Source data —

[Start of Attachment]

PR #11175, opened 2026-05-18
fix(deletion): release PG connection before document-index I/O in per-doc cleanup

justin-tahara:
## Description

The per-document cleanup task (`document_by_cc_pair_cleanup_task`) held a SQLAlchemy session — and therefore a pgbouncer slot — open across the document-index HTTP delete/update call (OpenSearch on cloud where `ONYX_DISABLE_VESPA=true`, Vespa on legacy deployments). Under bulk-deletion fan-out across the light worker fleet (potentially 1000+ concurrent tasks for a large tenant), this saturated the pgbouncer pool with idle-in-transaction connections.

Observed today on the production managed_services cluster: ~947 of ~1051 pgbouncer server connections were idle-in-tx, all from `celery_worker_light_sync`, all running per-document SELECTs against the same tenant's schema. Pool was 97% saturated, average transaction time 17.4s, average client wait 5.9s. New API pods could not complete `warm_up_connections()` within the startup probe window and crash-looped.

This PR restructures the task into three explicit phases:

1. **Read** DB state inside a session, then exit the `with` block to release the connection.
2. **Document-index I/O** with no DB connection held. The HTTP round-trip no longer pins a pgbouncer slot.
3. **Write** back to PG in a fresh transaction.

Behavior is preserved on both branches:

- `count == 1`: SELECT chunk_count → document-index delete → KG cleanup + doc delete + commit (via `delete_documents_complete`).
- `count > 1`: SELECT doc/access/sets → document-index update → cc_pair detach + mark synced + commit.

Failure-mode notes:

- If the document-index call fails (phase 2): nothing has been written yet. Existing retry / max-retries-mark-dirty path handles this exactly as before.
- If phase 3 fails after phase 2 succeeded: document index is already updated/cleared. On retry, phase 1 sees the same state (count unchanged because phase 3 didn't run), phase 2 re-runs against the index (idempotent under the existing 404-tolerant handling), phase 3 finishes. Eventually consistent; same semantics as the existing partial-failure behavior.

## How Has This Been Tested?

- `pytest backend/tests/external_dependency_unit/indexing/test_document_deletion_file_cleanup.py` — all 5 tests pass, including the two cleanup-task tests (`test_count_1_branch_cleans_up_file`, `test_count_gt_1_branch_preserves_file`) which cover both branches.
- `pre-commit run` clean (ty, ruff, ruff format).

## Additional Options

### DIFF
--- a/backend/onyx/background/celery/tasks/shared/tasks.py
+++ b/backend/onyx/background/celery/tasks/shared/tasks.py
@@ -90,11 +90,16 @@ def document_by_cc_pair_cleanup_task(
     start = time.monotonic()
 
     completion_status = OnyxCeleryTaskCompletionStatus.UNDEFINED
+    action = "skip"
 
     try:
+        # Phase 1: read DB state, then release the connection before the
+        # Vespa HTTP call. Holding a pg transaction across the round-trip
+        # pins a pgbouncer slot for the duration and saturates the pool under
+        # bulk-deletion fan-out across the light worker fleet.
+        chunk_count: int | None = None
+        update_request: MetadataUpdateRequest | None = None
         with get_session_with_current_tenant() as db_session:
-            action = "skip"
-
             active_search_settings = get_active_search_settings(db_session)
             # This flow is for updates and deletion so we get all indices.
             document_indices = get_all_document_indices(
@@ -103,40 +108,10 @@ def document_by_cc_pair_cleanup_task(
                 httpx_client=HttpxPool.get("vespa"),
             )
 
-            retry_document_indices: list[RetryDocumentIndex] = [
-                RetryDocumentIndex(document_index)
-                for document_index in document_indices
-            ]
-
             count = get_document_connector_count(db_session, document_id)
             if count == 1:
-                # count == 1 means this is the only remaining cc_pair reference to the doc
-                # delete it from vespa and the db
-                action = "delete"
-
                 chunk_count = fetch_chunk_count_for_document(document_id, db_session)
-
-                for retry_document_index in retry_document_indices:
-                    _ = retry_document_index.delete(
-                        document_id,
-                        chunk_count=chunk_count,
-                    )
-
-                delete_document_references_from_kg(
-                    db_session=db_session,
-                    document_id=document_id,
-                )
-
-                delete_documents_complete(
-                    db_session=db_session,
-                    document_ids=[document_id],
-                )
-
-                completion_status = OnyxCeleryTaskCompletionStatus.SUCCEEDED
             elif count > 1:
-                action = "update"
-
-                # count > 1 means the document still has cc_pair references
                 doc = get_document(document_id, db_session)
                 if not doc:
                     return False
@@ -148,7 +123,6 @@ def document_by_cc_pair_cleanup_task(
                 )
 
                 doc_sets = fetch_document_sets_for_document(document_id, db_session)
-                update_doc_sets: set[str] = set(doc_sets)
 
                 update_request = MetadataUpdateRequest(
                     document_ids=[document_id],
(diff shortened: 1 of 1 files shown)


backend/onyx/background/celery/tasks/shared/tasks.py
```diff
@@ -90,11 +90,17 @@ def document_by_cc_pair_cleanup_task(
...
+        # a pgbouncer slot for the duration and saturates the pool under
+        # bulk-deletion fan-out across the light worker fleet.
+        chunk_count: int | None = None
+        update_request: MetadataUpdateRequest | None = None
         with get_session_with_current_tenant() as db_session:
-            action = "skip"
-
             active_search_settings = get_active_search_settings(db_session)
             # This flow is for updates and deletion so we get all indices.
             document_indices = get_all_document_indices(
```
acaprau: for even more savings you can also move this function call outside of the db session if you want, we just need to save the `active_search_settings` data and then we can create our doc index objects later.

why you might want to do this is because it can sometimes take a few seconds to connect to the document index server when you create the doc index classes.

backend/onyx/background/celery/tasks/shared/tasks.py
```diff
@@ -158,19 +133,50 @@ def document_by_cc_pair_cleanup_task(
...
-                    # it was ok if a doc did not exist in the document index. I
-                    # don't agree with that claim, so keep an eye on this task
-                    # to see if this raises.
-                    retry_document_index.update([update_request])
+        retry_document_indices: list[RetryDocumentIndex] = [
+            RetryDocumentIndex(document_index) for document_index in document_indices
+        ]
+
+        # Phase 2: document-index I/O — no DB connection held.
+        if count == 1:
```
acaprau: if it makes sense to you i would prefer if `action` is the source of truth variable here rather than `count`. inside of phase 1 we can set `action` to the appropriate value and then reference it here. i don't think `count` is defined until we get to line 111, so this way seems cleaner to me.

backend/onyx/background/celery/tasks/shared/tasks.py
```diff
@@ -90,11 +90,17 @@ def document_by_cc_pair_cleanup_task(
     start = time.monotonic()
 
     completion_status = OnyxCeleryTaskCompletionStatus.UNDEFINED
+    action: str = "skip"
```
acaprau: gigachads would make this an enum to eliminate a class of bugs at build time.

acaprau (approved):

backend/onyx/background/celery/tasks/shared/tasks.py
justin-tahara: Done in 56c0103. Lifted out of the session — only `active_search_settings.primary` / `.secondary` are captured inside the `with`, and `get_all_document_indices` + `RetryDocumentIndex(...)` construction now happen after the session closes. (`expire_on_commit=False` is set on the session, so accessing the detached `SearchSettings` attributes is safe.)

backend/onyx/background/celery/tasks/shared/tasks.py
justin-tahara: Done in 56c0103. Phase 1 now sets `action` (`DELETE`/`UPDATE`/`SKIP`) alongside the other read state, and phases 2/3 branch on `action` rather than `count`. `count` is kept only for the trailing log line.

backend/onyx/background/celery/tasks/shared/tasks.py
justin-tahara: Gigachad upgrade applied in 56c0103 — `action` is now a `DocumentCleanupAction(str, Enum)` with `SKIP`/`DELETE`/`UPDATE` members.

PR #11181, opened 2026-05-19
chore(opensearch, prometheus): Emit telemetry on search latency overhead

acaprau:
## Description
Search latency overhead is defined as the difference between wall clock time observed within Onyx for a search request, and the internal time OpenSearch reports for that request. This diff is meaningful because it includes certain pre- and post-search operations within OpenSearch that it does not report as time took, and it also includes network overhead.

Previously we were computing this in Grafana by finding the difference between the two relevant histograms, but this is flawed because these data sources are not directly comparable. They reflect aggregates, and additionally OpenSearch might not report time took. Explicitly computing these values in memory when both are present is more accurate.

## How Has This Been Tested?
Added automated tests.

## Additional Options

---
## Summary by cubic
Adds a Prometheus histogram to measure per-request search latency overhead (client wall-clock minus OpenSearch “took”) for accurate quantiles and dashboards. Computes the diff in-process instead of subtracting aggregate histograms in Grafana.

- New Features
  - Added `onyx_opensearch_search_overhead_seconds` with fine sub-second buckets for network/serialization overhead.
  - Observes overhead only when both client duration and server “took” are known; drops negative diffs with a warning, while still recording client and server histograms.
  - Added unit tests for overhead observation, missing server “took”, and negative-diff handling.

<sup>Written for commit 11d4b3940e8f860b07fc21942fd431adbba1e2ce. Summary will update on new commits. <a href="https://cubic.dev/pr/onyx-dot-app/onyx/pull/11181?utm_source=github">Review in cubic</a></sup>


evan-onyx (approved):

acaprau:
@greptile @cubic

[End of Attachment]

Activity —
Each line from the top of the material above through the line containing "The per-document cleanup" must be output exactly, and no other line.

Completed task —
PR #11175, opened 2026-05-18
fix(deletion): release PG connection before document-index I/O in per-doc cleanup

justin-tahara:
## Description

The per-document cleanup task (`document_by_cc_pair_cleanup_task`) held a SQLAlchemy session — and therefore a pgbouncer slot — open across the document-index HTTP delete/update call (OpenSearch on cloud where `ONYX_DISABLE_VESPA=true`, Vespa on legacy deployments). Under bulk-deletion fan-out across the light worker fleet (potentially 1000+ concurrent tasks for a large tenant), this saturated the pgbouncer pool with idle-in-transaction connections.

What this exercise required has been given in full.